The intranasal route has been touted as a potential access for neurotherapeutics in adult and pediatric brain conditions for a number of years.5 The main reason being the blood brain barrier is not easily accessed by many cells, biologicals, synthetic materials and molecules when they are given systemically or intravenously to patients. Intrathecal and direct injections into brain spaces are considered too invasive, and hence the intranasal route may serve as a good direct access to the brain. Nasal vascularity and the permeable neonatal blood brain barrier may potentially allow stem cell and other molecule delivery to brain tissue. Stem cells and cell therapies are the new frontier in neonatal medicine, with a number of cell types in pre-clinical and clinical trials currently.6 The intranasal route has been studied for a number of stem cell and cell therapy applications in pre-clinical models of neonatal brain injury. These include intranasal mesenchymal stromal cells,7,8 amnion epithelial cells,9 and neural stem cells.10 To consider administering the stem cells and the neurotrophic growth factors present in breast milk though the intranasal route is fascinating.

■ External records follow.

PR #16, opened 2012-07-24
Small code cleanup.

hzr:


chriskr:
Looks good.

chriskr:
This should actually go into bugfixes, i think? We never push directly to master, everything must go over cutting-edge first.

hzr:
Yes, that's true.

In this issue of Pediatric Research, Kaps and colleagues report on their in-vitro study of human preterm colostrum for regeneration of neurite outgrowths in murine olfactory bulb explants.11 This was a proof of concept, pilot in vitro study following the group’s earlier human study mentioned above,3 where they proposed that preterm milk, especially preterm colostrum might be the richest source of neurotrophic factors. To test this hypothesis, milk was collected at the colostrum stage and mature age from five different individuals who had given birth to preterm babies, and pooled milk used for the laboratory experiments. Mice olfactory explants were co-cultured with pooled preterm colostrum, pooled mature milk or medium with no supplements, and neurite outgrowths studied using a stereo microscope. Both types of milk (preterm colostrum and mature) increased neurite outgrowth, though this was more evident with preterm colostrum. There is a fascinating video of radial cell migration in the neurite outgrowth in a supplementary file of the paper. Milk proteomics using mass spectrometry and gene ontology enrichment studies were also conducted, which showed differences in important genes regulating neuroactive proteins in the preterm colostrum as compared to mature milk. These included proteins involved in neuron axon guidance, neuromodulation and cell adhesion.
Animal studies using intranasal administration of growth factors have raised interest in breast milk’s potential to improve neural injury.12 Colostrum is known to have significantly higher numbers of immunoglobulins, antibodies, growth factors and other proteins. Kim et al investigated the anti-apoptotic effects of bovine colostrum using organotypic hippocampal slice cultures and an intracerebral hemorrhage animal model.13 They found that colostrum treatment significantly suppressed hemorrhage induced cell death. Bovine colostrum has also been to shown have anti-oxidant properties in a bilateral common carotid artery occlusion-induced global ischemia-reperfusion injury model.14 Recently, some neuroprotection has also been reported with goat’s milk.15 Understanding the mechanisms of neuroprotection seen in these studies is really important, knowing that generally a significant publication bias exists for pre-clinical literature with predominantly positive studies reported. Replicating and reproducing the results seen in this current study by Kaps et al is critical hence to further elucidate the composition of colostrum and breast milk, and possible neurological benefits which may be seen with intranasal administration of human breast milk.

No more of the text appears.